Building on how the process model allows us to do concurrency, processes are disposable — there can be 0-n of a process type running at the same time.
Other benefits of disposable processes:
- fast scaling
- rapid deployment of config/code changes
- robustness of prod deploys
Also, processes should start quickly and exit gracefully. If a
SIGTERM event is received, the process should finish any requests or operations it’s currently executing, then exit gracefully.
For a worker process, graceful shutdown is achieved by returning the current job to the work queue.
Processes should also be robust against sudden death, in the case of a failure in the underlying hardware.
One might also implement graceful process disposability by having all operations by idempotent - e.g., if it happens again after it dies, or is already running, then it’s okay. Another approach, although tricky, is Crash Only Design.
X. Dev/prod parity
The twelve factor app promotes that development environments should be extremely close to the production environment, because this makes continuous integration possible. Eliminate differences in tooling, enviornment, operating system, etc. if possible.
This is kind of the whole “devops” philosophy, at least how it was in its origin. The same people who develop the code, deploy the code. The developers deploy.
Also, nowadays there’s really no reason to use “lightweight” versions of backing services in dev mode, use homebrew dude. Also — pay attention to versioning, all deploys of the app (developer environments, staging, production) should be using the same type and version of each of the backing services.
Logs should be treated as an event stream. Even though they are thought of and modeled after a “log file” on the file system, they should be aggregated to a separate service. Logs are a time-ordered stream of events of activity on a server.

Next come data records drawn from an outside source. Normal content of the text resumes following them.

PR #508, opened 2026-05-14
[TE-5834] Drop /v2/access-token preflight from backfill-commit-metadata

gchan:
## Description

`bktec tools backfill-commit-metadata` had an unconditional `GET /v2/access-token` preflight that broke OIDC JWTs minted by `buildkite-agent oidc request-token`. That endpoint is the user-token introspection endpoint -- it doesn't accept OIDC tokens, which authenticate against a separate suite-scoped policy. Every OIDC-authenticated invocation failed before doing any real work with `token scope check failed: verifying token: Authentication required`.

Drop the preflight and rely on the natural error path of the suite-scoped endpoints bktec has to call anyway. `FetchCommitList` fast-fails for `read_suites`; `PresignUpload`, moved up to run before the git work, fast-fails for `write_suites`. The presigned URL response is held and reused at the actual upload site. If S3 rejects the upload with 403, request a fresh presigned URL and retry once.

Considered HEAD probes (HEAD only mirrors GET per RFC 9110 §9.3.2; can't validate the POST presigned-upload endpoint) and OPTIONS probes (Buildkite has no `rack-cors`; OPTIONS requests don't get auth-validating handlers). Rejected both -- the natural-error approach is consistent with how the main `bktec` (test-splitting) command already handles auth errors via `DoWithRetry`'s `AuthError` / `ForbiddenError` types.

The S3 403-retry classifier is **status-only** (any 403 -> refresh and retry once), not a message-text match. Verified in a sandbox AWS account that the cases we'd want to exclude (policy condition mismatch, signature mismatch) return 400 Bad Request, so the status check alone keeps them out of the retry path. This avoids coupling to AWS's error message wording, which AWS doesn't version.

## Context

Resolves [TE-5834](https://linear.app/buildkite/issue/TE-5834). Blocks TE-5833 and its consumer PR ([buildkite/test-prediction#38](https://github.com/buildkite/test-prediction/pull/38)), which is paused on a bktec release containing this fix. Adjacent to TE-5787 and #507 (in-process OIDC mint for the main command path) -- different scope, no merge conflicts.

## Changes

Best reviewed commit-by-commit; each commit independently builds and passes tests:

- `[TE-5834] Add PresignedURLExpiredError to upload package` -- typed error returned when S3 responds 403 with the expired marker, so callers can distinguish signature expiry from generic permission failures. Self-contained, no caller change yet. (Type later renamed to `S3ForbiddenError` in the final commit.)
- `[TE-5834] Move PresignUpload to a preflight + held-response retry helper` -- structural prep. `PresignUpload` now runs before the git work and its response is held for reuse at the upload site, routed through a new helper that handles the typed-error retry. `VerifyTokenScopes` is still in place at this point; both preflights run.
- `[TE-5834] Drop /v2/access-token preflight, rely on natural error path` -- the auth-model change. Deletes `internal/api/verify_token_scopes.go`, prunes 12 `/v2/access-token` test mocks, replaces three scope-check assertions with natural-error-path tests, and adds regression tests for the no-preflight contract and the `--output` no-upload path.
- `[TE-5834] Note backfill-commit-metadata OIDC support in CHANGELOG`.
- `[TE-5834] Match real S3 'Policy expired.' response, not the PUT shape` -- sandbox-verified matcher fix. The initial fixture used the presigned-PUT message; bktec uses POST, where the real response is different. Updates the matcher, source comments, and test fixtures to the literal sandbox responses for both the expiry case (403) and the boundary case (policy condition mismatch is 400, not 403).
- `[TE-5834] Classify any 403 as retryable, drop the message-text matcher` -- responding to review. The narrow message-text matcher coupled bktec to AWS's error wording, which AWS doesn't version. Broaden to "any 403 retries once". Renames `PresignedURLExpiredError` -> `S3ForbiddenError` and `uploadWithRefreshOnExpiry` -> `uploadWithRetryOn403` for accuracy. Softens the operator stderr message to "S3 rejected the upload (403); requesting a fresh presigned URL and retrying...".

## Verification

Backed by specs. Locally:

```bash
go test ./internal/api/... ./internal/command/... ./internal/upload/...
golangci-lint run ./internal/api/... ./internal/command/... ./internal/upload/...
```

The S3 response shapes the matcher and boundary tests use have been verified end-to-end in a Buildkite sandbox AWS account:

1. Signed a presigned POST with a 5-second policy expiry, slept past it, attempted the upload -- captured the literal 403 / `Policy expired.` response that the retry-success integration test uses.
2. Signed a presigned POST with a `key` condition, submitted with a different key -- captured the 400 / `Policy Condition failed` response that the boundary test uses. This is the case the status-only matcher must not retry on.
3. Signed a presigned POST, tampered with the signature field -- confirmed 400 (also falls through the matcher's 403 gate).
4. Posted to a nonexistent bucket -- confirmed 404 (also falls through).

The boundary tests pin against the literal sandbox response bodies, so a future change to either the matcher or the response shapes from real S3 surfaces as a test failure rather than a silent regression in production.

Once this lands and a bktec release is cut, TE-5833's PR #38 bumps `BKTEC_VERSION` in `.buildkite/steps/run_bk_bk_backfill.sh` and verifies end-to-end against the live `test-prediction-backfill` pipeline with an OIDC JWT.

AI assisted.

## Deployment

Low risk. The auth model change is bktec-side only -- no server-side coordination required. Classic API tokens continue to work unchanged because both `FetchCommitList` and `PresignUpload` were already in the flow; they're just doing the auth validation work the preflight used to do. Missing-scope users get a slightly different error message (surfaced from the failing API call rather than the preflight) but fail at the same point in the flow, with the same actionable content.

## Rollback

Yes. Single-PR revert is sufficient; no schema, no feature flag, no downstream coupling beyond the deferred TE-5833 release bump.


internal/command/backfill_commit_metadata_test.go
```diff
@@ -527,31 +527,23 @@ func TestBackfillCommitMetadata_OutputSkipsPresignPreflight(t *testing.T) {
...
 			w.Write([]byte(`<?xml version="1.0" encoding="UTF-8"?>
-<Error>
-  <Code>AccessDenied</Code>
-  <Message>Request has expired</Message>
-  <Expires>2026-05-14T10:00:00Z</Expires>
-  <ServerTime>2026-05-14T11:30:00Z</ServerTime>
-  <RequestId>EXAMPLE000</RequestId>
-  <HostId>EXAMPLE</HostId>
-</Error>`))
+<Error><Code>AccessDenied</Code><Message>Invalid according to Policy: Policy expired.</Message><RequestId>P7XG7F93RENQV3B6</RequestId><HostId>lZUQ47E9D7XbgAiipMfWIbgJj4WVl1/34BihhSMiDaHGEAjE0FtKZ9QAh4psrJ8S1tFRvaGcoBeuEUnICTnXu9c6uOWe7ELO</HostId></Error>`))
```
gchan, line 493: Verified in a sandbox account: https://linear.app/buildkite/issue/TE-5834/drop-v2access-token-preflight-from-bktec-tools-backfill-commit#comment-a7d856a4

gchan: This feels brittle, perhaps we could just retry once on any 403 errors?

gchan: https://github.com/buildkite/test-engine-client/pull/508/commits/051672861c6205947bf0dd59ee144f9ceeff25ce

gchan:
Verified the backfill command `backfill-commit-metadata` and the options --upload, --output all are functional.

internal/command/backfill_commit_metadata.go
```diff
@@ -23,6 +24,17 @@ import (
...
+// Auth model (TE-5834): bktec does not preflight token scopes via the
+// user-token introspection endpoint. That endpoint (GET /v2/access-token) does
+// not accept OIDC JWTs, so preflighting there breaks the agent-OIDC auth path.
+// Instead, this command relies on the natural error path of the suite-scoped
+// endpoints it has to call anyway: FetchCommitList fast-fails for read_suites
+// + suite policy, and PresignUpload (run before the git work) fast-fails for
+// write_suites + suite policy. The PresignUpload response is held and reused
+// at the actual upload site; if S3 rejects the upload because the presigned
+// URL has expired, a fresh presigned URL is fetched and the upload is retried
+// once.
```
malclocke: **question** Do we need a comment saying what the code isn't doing? 🤔

gchan: No, I don't I don't think it's particularly useful for humans (too much context). I'm going to remove it.

internal/command/backfill_commit_metadata.go
```diff
@@ -37,33 +49,12 @@ func BackfillCommitMetadata(ctx context.Context, cfg *config.Config, runner git.
...
-	}
-	debug.Println("Token scopes verified")
-
-	// 3. Fetch commit list from server
+	// 2. Fetch commit list from server.
+	// This is the first auth-validating call. Missing read_suites, an
+	// un-admitted OIDC pipeline, or a bad suite slug all surface here as a
+	// typed API error before any git work runs. This preserves the fast-fail
+	// UX that the dropped /v2/access-token preflight used to provide for the
+	// read-scope half of the check.
```
gchan: Drop this coment

internal/command/backfill_commit_metadata.go
```diff
@@ -76,6 +67,28 @@ func BackfillCommitMetadata(ctx context.Context, cfg *config.Config, runner git.
 		return nil
 	}
 
+	// 3. Preflight the upload by requesting a presigned URL up front.
+	// This is the write-scope half of what the dropped /v2/access-token
```
gchan: We don't need to talk about the dropped /v2/access-token preflight. Just keep why we are making this request before the git operation.

internal/command/backfill_commit_metadata_test.go
```diff
@@ -127,11 +132,46 @@ func TestBackfillCommitMetadata_HappyPath(t *testing.T) {
 	}
 }
 
+// TestBackfillCommitMetadata_NoAccessTokenPreflight pins the TE-5834 contract
+// that BackfillCommitMetadata never calls GET /v2/access-token. That endpoint
+// is the user-token introspection endpoint; calling it breaks OIDC JWTs minted
+// by agent.buildkite.com, which are authenticated against a separate
+// suite-scoped policy and would 401 here. Asserting the negative explicitly
+// prevents a future refactor from re-introducing the preflight.
```
gchan: Testing that we don't make a request to /v2/access-token seems excessive.

internal/command/backfill_commit_metadata_test.go
```diff
@@ -353,73 +378,132 @@ func TestBackfillCommitMetadata_Upload(t *testing.T) {
...
+	// would indicate the held-response optimisation has regressed.
+	if got := atomic.LoadInt32(&presignHits); got != 1 {
+		t.Errorf("expected 1 PresignUpload call (held URL reused on happy path), got %d", got)
+	}
 }
 
-func TestBackfillCommitMetadata_ScopeCheckFails(t *testing.T) {
+// TestBackfillCommitMetadata_WriteScopeMissing_FailsAtPreflight pins TE-5834's
+// fast-fail UX for the write-scope half of the check. Before this ticket, a
+// missing write_suites scope was caught by the GET /v2/access-token preflight.
```
gchan: Don't mention the history of GET /v2/access-token preflight, just state the intention and purpose of this test.

internal/command/backfill_commit_metadata_test.go
```diff
@@ -353,73 +378,132 @@ func TestBackfillCommitMetadata_Upload(t *testing.T) {
...
+	// missing write_suites fails before any git command runs. If this drops
+	// below the assertion, the preflight has regressed back to running after
+	// the git work.
+	if got := atomic.LoadInt32(&gitRunnerCalls); got != 0 {
+		t.Errorf("expected 0 git commands before preflight failure, got %d", got)
+	}
 }
 
-func TestBackfillCommitMetadata_ScopeCheckWarnsWithOutput(t *testing.T) {
+// TestBackfillCommitMetadata_ReadScopeMissing_FailsAtFetchCommitList pins
```
gchan: Don't mention the history of GET /v2/access-token preflight, just state the intention and purpose of this test.

internal/command/backfill_commit_metadata_test.go
```diff
@@ -353,73 +378,132 @@ func TestBackfillCommitMetadata_Upload(t *testing.T) {
...
 	}
 }
 
-func TestBackfillCommitMetadata_ScopeCheckFailsWithOutputMissingReadSuites(t *testing.T) {
+// TestBackfillCommitMetadata_OutputSkipsPresignPreflight pins the contract
+// that --output (write-tarball-locally) does not call PresignUpload. The
+// preflight is only relevant when bktec is about to upload; a user writing
+// locally has explicitly opted out of the upload step and should not be
+// blocked by a missing write_suites scope. The dropped /v2/access-token
+// preflight used to warn-only in this case; now we don't check at all.
```
gchan: Don't mention the history of GET /v2/access-token preflight, just state the intention and purpose of this test.

internal/command/backfill_commit_metadata.go
malclocke: Again, seems weird to add comments about removed code.

internal/command/backfill_commit_metadata_test.go
```diff
@@ -591,15 +775,24 @@ func TestBackfillCommitMetadata_UploadOnly_MissingSuiteSlugFailsBeforeNetwork(t
 	}
 }
 
-func TestBackfillCommitMetadata_UploadOnly_ScopeCheckFails(t *testing.T) {
+// TestBackfillCommitMetadata_UploadOnly_WriteScopeMissing_FailsAtPresignUpload
+// pins TE-5834's fast-fail UX for the upload-only path. Before this ticket,
+// missing write_suites was caught by the GET /v2/access-token preflight; now
```
gchan: Don't mention the history of GET /v2/access-token preflight, just state the intention and purpose of this test.

CHANGELOG.md
```diff
@@ -1,6 +1,7 @@
 # Changelog
 
 ## Unreleased
+- `bktec tools backfill-commit-metadata` no longer preflights token scopes via the user-token introspection endpoint (`GET /v2/access-token`), so it now works with OIDC JWTs minted by `buildkite-agent oidc request-token` against suite-scoped policies. The fast-fail UX for missing scopes is preserved: missing `read_suites` surfaces from `FetchCommitList`, and missing `write_suites` surfaces from a `PresignUpload` call that now runs as an explicit preflight before the git work. If the held presigned URL expires before the upload runs, bktec automatically requests a fresh URL and retries the upload once.
```
malclocke: **question** do we want this in the changelog?

malclocke (approved):

CHANGELOG.md
gchan: I'm planning to make a new release 2.5.1 release so something _needs_ to be present. But this LLM output is TMI. I'll update to put emphasis that the `backfill-commit-metadata` command now support OIDC tokens.

gchan: https://github.com/buildkite/test-engine-client/pull/508/changes/32b8802edb66da4bc1921da15bf27f9e27ea0937

PR #515, opened 2026-05-21
Add unit test to ensure run command env vars bind to config

nprizal:
### Description

We had a regression where `BUILDKITE_TEST_ENGINE_TEST_CMD` (and its `--test-command` flag) lost its binding to `cfg.TestCommand`, meaning custom test commands were silently ignored. That was fixed as a hotfix, but we had no test to prevent it happening again.

This adds `TestRunCommandEnvVarsBindToConfig` which runs the `bktec run` command with a no-op action and verifies that all 28 env vars wired to `runCommandFlags()` actually land in the `cfg` struct. If anyone accidentally drops a `Destination` field from a flag definition in the future, the test will catch it.

### Context

[TE-5180](https://linear.app/buildkite/issue/TE-5180)

### Testing

The new test covers all env var → `cfg` field bindings for the `run` command, including the inversion logic for `BUILDKITE_TEST_ENGINE_DISABLE_RETRY_FOR_MUTED_TEST` and the `BoolWithInverseFlag` binding for `BUILDKITE_TEST_ENGINE_OIDC`.


nprizal:
@buildsworth-bk re-review this PR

One log = one line.
Anyways, the storage/file/management of logs should not be considered directly by an individual process of the twelve factor app directly. The app should simply stream the logs to
stdout. In development, the developer will see this in their terminal. In a deploy, on the other hand, the
stdout will be captured by the execution environment. The execution environment should collate the logs from other processes in the app, and send them off to a log aggregation service of some kind for long-term viewing/archiving.
XII. Admin processes
This refers to scripts, one-off “admin” scripts which need to be manually executed. Such as database migrations, data export, cleanup, seeding, etc.
A few things about scripts:
- Scripts should be run in an execution environment, against a specific release of the app.
- They should use the same config and codebase as any processes that run against that release
- Scripts should be checked into the codebase version control, to avoid synchronization issues.
All of the same principals mentioned above (dependency isolation, process formation, etc.) also applies to admin scripts.